**Extracted information**
▼▼▼

Issue #1246, opened 2022-04-22
LdapAuthenticator fails with "Could not identify one specific result after filter" 


shuawest:
### What happened?

When configuring reposilite against an LDAP server the connector fails to filter users when there is more than one user in the directory.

▲▲▲

**Problem requirements**
From the line containing "### What happened?" through the last line of the entries above, print every line exactly, including both ends, and nothing else.

**Result of the task**
### What happened?

When configuring reposilite against an LDAP server the connector fails to filter users when there is more than one user in the directory.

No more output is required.